A progressive disease of the BRAIN and SPINAL CORD, which, although slow in its onset, may in time produce marked symptoms such as PARALYSIS and tremors (see TREMOR), and may ultimately result in severe disability. The disorder consists of hardened patches, from the size of a pin-head to that of a pea or larger, scattered at random through the brain and spinal cord as well as widespread damage to axons, the long processes leading from neurons (nerve cells). Each patch is made up of a mass of the CONNECTIVE TISSUE (neuroglia), which should be present only in sufficient amount to bind the nerve-cells and fibres together. In the earliest stage, the insulating sheaths (MYELIN) of the nerve-fibres in the hardened patches break up, are absorbed, and leave the nerve-fibres bare, the connective tissue being later formed between these.
Although this is one of the most common diseases of the central nervous system in Europe, the cause is still not known. The disease comes on in young people (onset being rare after the age of 40), apparently without previous illness. There may be a hereditary factor for MS, which could be an autoimmune disorder, the body's defence system attacking myelin in the central nervous system as if it were a ‘foreign’ tissue.

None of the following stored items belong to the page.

PR #3199, opened 2020-06-11
Updates codeowners for PWA 11tydata.js to add petele

petele:
Changes to the [`pwa-11tydata.js`](https://github.com/GoogleChrome/web.dev/blob/master/src/site/content/en/progressive-web-apps/progressive-web-apps.11tydata.js) file requires approval from Rob or Sam (because it is a `js` file). 

If we're adding new content, it have to be reviewed and approved by Kayce. But it also needs approval from either Rob/Sam - because it touches a `.js` file. This extra approval feels unnecessary.

This PR adds @kaycebasques and me (the area/content owner) to the approval for the PWA `11tydata.js` file, so that either of us can approve any new content added to the PWA section.

### DIFF
--- a/.github/CODEOWNERS
+++ b/.github/CODEOWNERS
@@ -27,3 +27,5 @@ content/en/angular/ @mgechev @kaycebasques
 # Exceptions
 src/site/_data/contributors.js @kaycebasques @robdodson
 src/site/_data/postTags.js @kaycebasques @robdodson
+src/site/_data/postTags.js @kaycebasques @robdodson
+src/site/content/en/progressive-web-apps/progressive-web-apps.11tydata.js @petele @kaycebasques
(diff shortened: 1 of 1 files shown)


.github/CODEOWNERS
```diff
@@ -27,3 +27,5 @@ content/en/angular/ @mgechev @kaycebasques
 # Exceptions
 src/site/_data/contributors.js @kaycebasques @robdodson
 src/site/_data/postTags.js @kaycebasques @robdodson
+src/site/_data/postTags.js @kaycebasques @robdodson
```
robdodson, line 30: it looks like postTags was duplicated

robdodson:
> This extra approval feels unnecessary.

Happy to have more folks help with review. Be mindful that these files do execute during our build so keep a watchful eye for third party contributions that look sketchy. @MichaelSolati is working on moving these kinds of config files to .json so we can be a bit less paranoid.

.github/CODEOWNERS
petele: Well, that's embarrassing. Fixed.

petele:
> moving these kinds of config files to .json so we can be a bit less paranoid.

Happy to remove this special case once that lands.

PR #3200, opened 2020-06-11
Replace tag "fast" with "performance"

devnook:
Replaces tag "fast" with "performance" to be compatible with postTags tags list.


src/site/content/en/fast/reduce-network-payloads-using-text-compression/index.md
```diff
@@ -10,7 +10,9 @@ description: |
   techniques reduces payload sizes and in turn improves page load times.
 codelabs:
   - codelab-text-compression
-  - codelab-text-compression-brotli
+	- codelab-text-compression-brotli
```
robdodson, line 13: hm, the indentation seems a little off here?

robdodson: ah it looks like it's also causing the tests to fail

PR #3202, opened 2020-06-11
Reorders topics on home & learn page

petele:
@kaycebasques - we talked about moving PWA higher up in the topic listing page, it fell off my plate and I am only finally getting around to it now.

- Reorders the Topics on the Home and Learn page to put our more critical content higher up. Vitals and PWA are now the top two items, followed by the other content.

### DIFF
--- a/src/site/content/en/en.11tydata.js
+++ b/src/site/content/en/en.11tydata.js
@@ -11,12 +11,12 @@ const allPaths = require('../../_data/paths');
 
 module.exports = function () {
   const paths = [
-    allPaths['fast'],
+    allPaths['vitals'],
+    allPaths['progressive-web-apps'],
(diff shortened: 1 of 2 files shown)


kaycebasques:
For the record, this was originally my idea because our PWA content is so popular (not taking credit, but rather providing rationale).

@robdodson it seems like this interferes with Ewa's refactoring (#3155), though?

robdodson:
> @robdodson it seems like this interferes with Ewa's refactoring (#3155), though?

Hm yep. If it's ok I think I'd like to land Ewa's PR and rebase this one. I can land her PR right now if that's ok?

robdodson:
rebased. Should be able to land once the tests finish.

petele:
Thank you!

PR #3213, opened 2020-06-12
Fix for "How to define your install strategy" article. 

demianrenzulli:
In the current version of the article, in the "Using JavaScript APIs" section, instead of showing how these APIs can be used, it shows how to obtain these signals via client-hints, which is the topic that comes immediately after that.

This change aims to fix this.

cc // @kaycebasques @petele


kaycebasques:
@petele PTAL

PR #5229, opened 2021-05-03
Decouple search and search results

devnook:


src/lib/components/Search/index.js
```diff
@@ -165,128 +169,26 @@ class Search extends BaseStateElement {
...
     this.inputEl = this.renderRoot.querySelector('.web-search__input');
   }
 
   /**
-   * Keep track of cursor changes and reflect them to aria-activedescendant.
-   * This ensures screen readers properly announce the current search result.
-   * We do this because focus never leaves the search input box, so when the
-   * user is arrowing through results, we have to tell the screen reader about
-   * it.
+   * Passes on updated search properties to the searh results element.
```
robdodson, line 181:
```suggestion
   * Passes on updated search properties to the search results element.
```

src/site/_includes/partials/header-default.njk
```diff
@@ -53,7 +53,8 @@
         {{ 'i18n.header.about' | i18n(locale) }}
       </a>
     </div>
-    <web-search></web-search>
+    <web-search resultsId="search-main-results"></web-search>
```
robdodson, line 56: HTML usually doesn't camel case attributes so maybe we should rename this. I think if you do it dash cased, `results-id`, Lit is smart enough to convert that to camel case for you. Or you could use a different attribute like `for=""` or `target=""`.

src/site/_includes/course.njk
```diff
@@ -1,5 +1,7 @@
 ---
 layout: base
+tags:
+  - course
```
robdodson, line 4: should this be removed? it doesn't seem to do anything

src/site/content/en/learn/css/css.11tydata.js
```diff
@@ -5,6 +5,8 @@ module.exports = function () {
     // e.g. A course with a key of 'a11y' would have a corresponding
     // _data/courses/a11y directory.
     projectKey: 'css',
+    tags: ['course-learn-css'],
+    searchTag: 'course-learn-css',
```
robdodson, line 9: We may want to put this in the _data/courses/css/meta.yml and then fetch them the same way we do the thumbnail down below in the eleventyComputed block. If the author has defined tags already on a course module you would likely need to merge them. Something like:

```
eleventyComputed: {
  tags: (data) => {
    const {projectKey} = data;
    return [...data.courses[projectKey].meta.tags, ...data.tags];
  }
}
```

I think it may also be good to see if we can consolidate these into a single property instead of two (tags and searchTag). Is that possible?

src/site/_includes/partials/navigation-drawer-course.njk
```diff
@@ -16,7 +16,8 @@
       </div>
 
       <div class="drawer-course__search">
-        <div class="input"></div>
+        <web-search resultsId="search-course-results" tag="{{ searchTag }}"></web-search>
+        <web-search-results id="search-course-results"></web-search-results>
```
robdodson, line 20: I wonder if we should exclude the courses stuff so it doesn't block landing the PR. I think we may need to do some animation and whatnot to fade in the search results and include some other stuff to match Jiwoong's mocks and we could do all of that in a separate PR so we can land this.

robdodson (changes requested):

robdodson:
One thing to note is that I added `eleventyExcludeFromCollections` to the css.11tydata.js file to fix issue with the course content showing up on the authors and tags pages ([PR](https://github.com/GoogleChrome/web.dev/pull/5265)). But I think using eleventyExcludeFromCollections will also make it so this content doesn't get indexed by Algolia. So if you're testing and noticing it's not showing up then that's probably why.

We may need to tell course authors to not use tags or put themselves down as authors if they don't want stuff to show up on the authors/tags pages.

robdodson:
OK ignore my previous comment. It led to bugs so I've changed it to be more specific and only exclude course content from authors and tags pages (https://github.com/GoogleChrome/web.dev/pull/5266)

src/site/content/en/learn/css/css.11tydata.js
devnook: I jus wonder- what is the rationale of having courses content defined in .yaml instead of .md and 11tydata, like for all the other types of content?

src/site/_includes/partials/header-default.njk
devnook: Lit didn't work its magic, so I just use the attribute directly (it does not need to be a property).

src/site/_includes/course.njk
devnook: I though of using it for search faceting, but its not needed for now.

src/site/content/en/learn/css/css.11tydata.js
devnook: I updated the tags to pull from meta.yml

devnook:
PTAL

robdodson:
I think everything is working well, but one thing I noticed one issue:

- Reload the site
- Throttle your network to Slow 3G
- Click on the text field and type a single letter

The results will do an initial render saying that there are no results:
image

Then if you wait a while the response from Algolia will come back and you'll see the actual results.

This differs from the current live site which will not show the search results at all until it gets an initial response. Because we have a lot of users in India on slower networks this seems like something we should fix. Apologies for not noticing this sooner :(

src/site/content/en/learn/css/css.11tydata.js
```diff
@@ -5,11 +5,22 @@ module.exports = function () {
     // e.g. A course with a key of 'a11y' would have a corresponding
     // _data/courses/a11y directory.
     projectKey: 'css',
+    searchTag: 'course-learn-css',
```
robdodson, line 8: I think this should go in meta.yml as well. Ideally the only value in here that's project specific would be the projectKey and I'm even wondering if we should just infer that from the directory name (that's an issue for a different PR tho 😛 ). But I'd like to remove project specific stuff so authors don't forget to configure it.

src/lib/components/Search/index.js
```diff
@@ -85,11 +87,14 @@ class Search extends BaseStateElement {
     super.connectedCallback();
     window.addEventListener('resize', this.onResize);
     this.onResize();
+    this.resultsEl = document.getElementById(this.getAttribute('results-id'));
+    this.resultsEl.addEventListener('select', this.onResultSelect);
```
robdodson, line 91: maybe do `if (this.resultsEl) { // add listener } else { console.warn() }`

src/lib/components/Search/index.js
```diff
@@ -85,11 +87,14 @@ class Search extends BaseStateElement {
...
   }
 
   disconnectedCallback() {
     super.disconnectedCallback();
     window.removeEventListener('resize', this.onResize);
+    this.resultsEl.removeEventListener('select', this.onResultSelect);
```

These depend greatly upon the part of the brain and cord affected by the sclerotic patches. Temporary paralysis of a limb, or of an eye muscle, causing double vision, and tremors upon exertion, first in the affected parts, and later in all parts of the body, are early symptoms. Stiffness of the lower limbs causing the toes to catch on small irregularities in the ground and trip the person in walking, is often an annoying symptom and one of the first to be noticed. Trembling handwriting, interference with the functions of the bladder, giddiness, and a peculiar ‘staccato’ or ‘scanning’ speech are common symptoms at a later stage. Numbness and tingling in the extremities occur commonly, particularly in the early stages of the disease. As the disease progresses, the paralyses, which were transitory at first, now become confirmed, often with great rigidity in the limbs. In many patients the disease progresses very slowly. About 85% of patients have a relapsing-remitting form with episodes when their symptoms get much better or even seem to disappear for a time before returning. The remainder have a gradually progressive form.
There is much uncertainty about how best to treat this disease: symptoms can be helped: for example, bladder frequency may respond to oxybutynin, spasm to baclofen and depression to antidepressants. However most patients and their neurologists believe that disease modifying drugs, which might reduce the frequency or severity of relapses, should be used at an early stage, while bearing in mind the risks they carry of unwanted effects. Such medication includes INTERFERON beta, glatiramer acetate and the MONOCLONAL ANTIBODY DRUG, alemtuzumab.